Here's some of what's on the agenda for this month:
  • The video: Yes, I still have a recipe on hold, just waiting to be captured and posted on this fair little blog!  Stay tuned for a brand new video recipe in the first half of the month.
  • BlogHer Food '11!  I've mentioned this a lot on Facebook, but I'm not so sure I mentioned it here.  I was lucky enough to score a volunteer spot at this amazing food blogger conference in Atlanta, which means I get to go for free!  In addition to the great sessions they have in store for us, I'm excited to see old friends from last year's IFBC, not to mention making new ones at BHF!  I'll probably be tweeting up a storm, too (something I never do), so if you don't follow me on Twitter, now's your chance.  My entertainment quotient goes up exponentially whenever I'm at a blogging conference! ;)

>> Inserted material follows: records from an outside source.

PR #8057, opened 2022-03-14
Increase default font sizes for improved legibility

mourner:
I have spent some time tweaking the default Leaflet font sizes for improved legibility, while not compromising on the look and compactness too much — here are the changes.

I'm wary about addressing #7952 (like in #8052) because once we fix it, we're getting a bunch of potential problems from the other side (cc @natevw) — Leaflet maps are very often embedded in content contexts like blogs (with parent font sizes varying to a great extent), and this will have breaking consequences on a lot of maps (needing design adjustments), while we want to retain relatively consistent look of Leaflet maps regardless of context — so that's more of an independent component within a certain design. The old `html { font-size: 62.5% }` hack is an acceptable edge case to leave to the user to address manually IMO.

I also want to retain the current base font-size of `.leaflet-container` because many plugins depend on it for their design choices. Thus I'm increasing font sizes on children controls instead.

Closes #7346. I've come to like the 1px increase — sorry for doubting this earlier @Malvoz! Also adjusted margins and line height a little bit to compensate, and bumped the opacity of the attribution control.

Before:
image 
After:
image

### DIFF
--- a/dist/leaflet.css
+++ b/dist/leaflet.css
@@ -264,8 +264,10 @@ svg.leaflet-image-layer.leaflet-interactive path {
 
 /* general typography */
 .leaflet-container {
-	font: 12px/1.5 "Helvetica Neue", Arial, Helvetica, sans-serif;
-	font: 0.75rem/1.5 "Helvetica Neue", Arial, Helvetica, sans-serif;
+	font-family: "Helvetica Neue", Arial, Helvetica, sans-serif;
+	font-size: 12px;
+	font-size: 0.75rem;
+	line-height: 1.5;
 	}
 
 
@@ -383,6 +385,8 @@ svg.leaflet-image-layer.leaflet-interactive path {
 	}
 .leaflet-control-layers label {
 	display: block;
+	font-size: 13px;
+	font-size: 1.08333em;
 	}
 .leaflet-control-layers-separator {
 	height: 0;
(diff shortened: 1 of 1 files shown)


dist/leaflet.css
```diff
@@ -400,13 +404,14 @@ svg.leaflet-image-layer.leaflet-interactive path {
 
 .leaflet-container .leaflet-control-attribution {
 	background: #fff;
-	background: rgba(255, 255, 255, 0.7);
+	background: rgba(255, 255, 255, 0.8);
```
Malvoz, line 407: @mourner This is potentially a fix for https://github.com/Leaflet/Leaflet/issues/7538, depending on the consensus of that issue. See https://github.com/Leaflet/Leaflet/issues/7538#issuecomment-1038285629.

mourner: Yep! We can keep the issue to maybe consider bumping it further, but at least 0.8 seems like a definite improvement without compromising the design aesthetic much, so we can do it now.

Malvoz (approved):
LGTM!

natevw:
@mourner This looks good to me too, I saw as I went to create a followup PR for #7952 that you'd already taken the same approach I would have. Specifically to use `rem` only on the `.leaflet-container` and then everything else inside having `em`.

Maybe ideally it would be based on `.leaflet-container { font-size: 1rem; }` but that probably would require lots of messing with all the other `em` units so for now 👍  to your `0.75rem` as well for a minor release.

I'll update my ticket too since this approach won't work for 100% of cases but significantly simplifies the workaround when it doesn't. Thanks for revisiting these sizes!

🌻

  • Cinco de Mayo is tomorrow, and though I'd considered making a new dish to mark the occasion, I decided to do a photo makeover of a related oldie but goodie instead.  But if you're still looking for ideas, I have plenty of tacos, burritos and other Mexican-inspired dishes on the site, so feel free to browse through them 'til you find something you like.
  • Mother's Day is this weekend (!!!) and though I didn't think I could outdo last year's sensational brunch menu for my mama, I'm quite pleased with what I have in store for her.  Stay tuned for a recap of the incredible meal I have planned for my favorite lady, including two new recipes!
  • Warm weather is FINALLY here (thank goodness), and with that come lighter recipes.  Look for lighter dishes that will make the most of whatever seasonal fruits & veggies I come by at my favorite farmer's market.  Cherries, anyone?
  • Last, but not least, yours truly is going to be on Good Day Sacramento with Mark S. Allen next Thursday!  We'll be checking out some great eateries here in Sac, so if you're an early bird, tune in and follow us on our little tour!
As you can see, May is going to be an absolute whirlwind of activity, so if I'm away for a few days, don't fret!  I'm always here, just taking care of business. 

In the meantime, have fun at any Cinco de Mayo parties you'll be at tomorrow, Happy Mother's Day to all you fabulous moms out there, and have a wonderful May!